Typical FTIR spectrum of GSNP’s and GGNP’s from M. umbellatum aqueous leaf extracts.

Abbreviations: FTIR, Fourier transform infrared spectroscopy; GSNP, green synthesized silver nanoparticle; GGNP, green synthesized gold nanoparticle.

Overall, it can be concluded that the M. umbellatum proteins adsorb as a layer over the green-synthesized silver nanoparticles, which stabilizes them.
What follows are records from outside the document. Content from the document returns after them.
PR #2066, opened 2026-04-09
expose client protocols

alexcos20:
Changes proposed in this PR:

- expose client protocols in p2p
- although there is no actual handling of those now, on the network side we could have a classification of usage or filtering on additional tools


alexcos20 (commented):

Overall risk: medium

Summary:
This pull request introduces an `additionalRoles` configuration to the P2PProvider, enabling the advertising of new `libp2p` client protocols (e.g., `/ocean/client/1.0.0` and role-specific variants). The handlers for these protocols are currently placeholders, signaling intent for future functionality without implementing it. Additionally, the CI workflow has been updated to trigger on all branches.

Comments:
• [WARNING][other] Changing `branches` from `main` to `**'` means the CI workflow will now run on *all* branches, including feature branches and potentially temporary ones. While this might be intended for broader testing, it can significantly increase CI usage and costs. Please confirm this change is intentional and consider if `pull_request` triggers are sufficient, or if a more specific branch pattern is desired (e.g., `['main', 'develop', 'release/**']`).
• [INFO][other] Adding `additionalRoles` to `P2PConfig` is a good way to extend the system for future client types. It would be beneficial to add a bit more context in the PR description about the anticipated use cases for these roles, beyond the examples, to help reviewers understand the long-term vision.
• [WARNING][other] The `handleProtocolCommands` method is currently a no-op handler, as indicated by the comment. While advertising the protocol (`/ocean/client/1.0.0`) signals intent for future functionality, it's important to consider if advertising a protocol without immediate functionality could confuse other peers attempting to connect or interact with it. It might be useful to explicitly state in the PR description that this is purely for protocol advertising/discovery at this stage.
• [WARNING][style] The `// eslint-disable-next-line no-unused-vars` comment for `remotePeer` and `remoteAddr` is a temporary solution. When these variables are eventually used, the disable can be removed. For now, if they are truly not needed even for logging, consider omitting their destructuring to avoid the lint warning entirely, or perhaps adding a placeholder log if useful for debugging future implementations.
• [ERROR][bug] There appears to be an extra single quote in the protocol string when handling `additionalRoles`. It currently reads `'/ocean/client/${role}/1.0.0'` which would result in a protocol like `'`/ocean/client/dashboard/1.0.0'`. It should likely be just ``/ocean/client/${role}/1.0.0` to match the format of the base client protocol.

alexcos20:
> [ERROR][bug]

fixed in https://github.com/oceanprotocol/ocean.js/pull/2066/commits/878b58bee135132f819e72f73c8bb97a7b470fb4

giurgiur99 (approved):

ndrpp (approved):

PR #2078, opened 2026-04-29
rework p2p connection

alexcos20:
# PR Description

## Summary

This PR refactors provider endpoint typing and P2P connection handling to support richer node identifiers and more reliable dialing behavior.

The core change is introducing a unified `OceanNode` type (`string | NodeP2P | PeerId`) and propagating it through `BaseProvider` and `P2pProvider`, while also improving P2P address filtering and signature handling for string-based auth/signature inputs.

### 1) New shared endpoint types

In `src/@types/Provider.ts`:

- Added `NodeP2P`:
  - `nodeId: string`
  - `multiaddress?: Multiaddr[]`
- Added `OceanNode = string | NodeP2P | PeerId`
- Added required imports for `Multiaddr` and `PeerId`

This enables callers to pass:
- a plain URL/peer string,
- a structured P2P object, or
- a native libp2p `PeerId`.

### 2) Dialing p2p nodes filters out p2p-circuits, and only enables them in a retry, if needed
Fix DHT settings

### 3) Allow signatures to be passed directly (instead of just authToken/Signer flow)

 Use SignerOrAuthTokenOrSignature everywhere where auth is needed

### 4) Removed fetchNodeLogs in favor of expanding downloadNodeLogs

### DIFF
--- a/src/services/providers/BaseProvider.ts
+++ b/src/services/providers/BaseProvider.ts
@@ -142,6 +142,10 @@ export class BaseProvider {
     return isP2pUri(node) ? this.p2pProvider : this.httpProvider
   }
 
+  public getP2PProvider() {
+    return this.p2pProvider
+  }
+
   public async getNonce(
     nodeUri: OceanNode,
     consumerAddress: string,
--- a/src/services/providers/BaseProvider.ts
+++ b/src/services/providers/BaseProvider.ts
@@ -91,14 +91,15 @@ export function isP2pUri(node: OceanNode): boolean {
     const nodeP2p = node as NodeP2P
     if (Array.isArray(nodeP2p.multiaddress) && nodeP2p.multiaddress.length > 0)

It is well known that proteins can bind to silver and gold nanoparticles via either free amine groups or cysteine residues in the saponins, phenolic compounds, and quinones from M. umbellatum, thereby stabilizing the nanoparticles formed through the surface-bound proteins.

Conclusion

The present study demonstrates bioreductive synthesis of nanosized silver and gold particles using M. umbellatum. The M. umbellatum aqueous leaf extract appears to be environmentally friendly, so that this protocol could be used for rapid production of silver and gold nanoparticles. The size of the nanoparticles can be easily adjusted by using different amounts of leaf extract. In the future, selection of such plants may create a new platform for realizing the potential of herbal medicines in nanoscience for drug delivery and biomedical application. This is a preliminary study of the biological mechanism for biosynthesis of nanoparticles and a first step in controlling their size. In addition, this report provides a theoretical and experimental foundation for investigations of the biosynthesis of other metal nanoparticles.